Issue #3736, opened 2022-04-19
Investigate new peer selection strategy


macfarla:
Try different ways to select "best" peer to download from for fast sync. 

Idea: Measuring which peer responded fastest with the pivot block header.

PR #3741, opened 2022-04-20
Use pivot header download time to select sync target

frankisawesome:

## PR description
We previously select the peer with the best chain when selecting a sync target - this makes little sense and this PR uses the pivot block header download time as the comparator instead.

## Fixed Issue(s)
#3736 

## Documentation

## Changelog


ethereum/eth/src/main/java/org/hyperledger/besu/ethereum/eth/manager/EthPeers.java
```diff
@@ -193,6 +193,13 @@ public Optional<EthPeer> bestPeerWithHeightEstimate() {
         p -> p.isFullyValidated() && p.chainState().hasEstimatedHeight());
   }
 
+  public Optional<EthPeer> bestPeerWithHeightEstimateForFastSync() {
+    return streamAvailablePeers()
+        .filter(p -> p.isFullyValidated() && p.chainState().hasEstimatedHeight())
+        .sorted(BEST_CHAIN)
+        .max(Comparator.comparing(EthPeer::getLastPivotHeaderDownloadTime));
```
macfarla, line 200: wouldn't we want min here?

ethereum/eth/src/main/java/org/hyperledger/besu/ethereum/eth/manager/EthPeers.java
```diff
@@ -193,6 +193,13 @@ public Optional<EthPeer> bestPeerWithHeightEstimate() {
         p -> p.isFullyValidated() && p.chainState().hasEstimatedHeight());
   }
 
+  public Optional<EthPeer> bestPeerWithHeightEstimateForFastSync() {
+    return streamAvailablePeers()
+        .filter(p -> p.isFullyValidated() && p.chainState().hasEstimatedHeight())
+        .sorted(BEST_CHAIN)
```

▶ [What to do]
Return all of the entries exactly as they were supplied.

▶ [Problem solution]
Issue #3736, opened 2022-04-19
Investigate new peer selection strategy


macfarla:
Try different ways to select "best" peer to download from for fast sync. 

Idea: Measuring which peer responded fastest with the pivot block header.

PR #3741, opened 2022-04-20
Use pivot header download time to select sync target

frankisawesome:

## PR description
We previously select the peer with the best chain when selecting a sync target - this makes little sense and this PR uses the pivot block header download time as the comparator instead.

## Fixed Issue(s)
#3736 

## Documentation

## Changelog


ethereum/eth/src/main/java/org/hyperledger/besu/ethereum/eth/manager/EthPeers.java
```diff
@@ -193,6 +193,13 @@ public Optional<EthPeer> bestPeerWithHeightEstimate() {
         p -> p.isFullyValidated() && p.chainState().hasEstimatedHeight());
   }
 
+  public Optional<EthPeer> bestPeerWithHeightEstimateForFastSync() {
+    return streamAvailablePeers()
+        .filter(p -> p.isFullyValidated() && p.chainState().hasEstimatedHeight())
+        .sorted(BEST_CHAIN)
+        .max(Comparator.comparing(EthPeer::getLastPivotHeaderDownloadTime));
```
macfarla, line 200: wouldn't we want min here?

ethereum/eth/src/main/java/org/hyperledger/besu/ethereum/eth/manager/EthPeers.java
```diff
@@ -193,6 +193,13 @@ public Optional<EthPeer> bestPeerWithHeightEstimate() {
         p -> p.isFullyValidated() && p.chainState().hasEstimatedHeight());
   }
 
+  public Optional<EthPeer> bestPeerWithHeightEstimateForFastSync() {
+    return streamAvailablePeers()
+        .filter(p -> p.isFullyValidated() && p.chainState().hasEstimatedHeight())
+        .sorted(BEST_CHAIN)
```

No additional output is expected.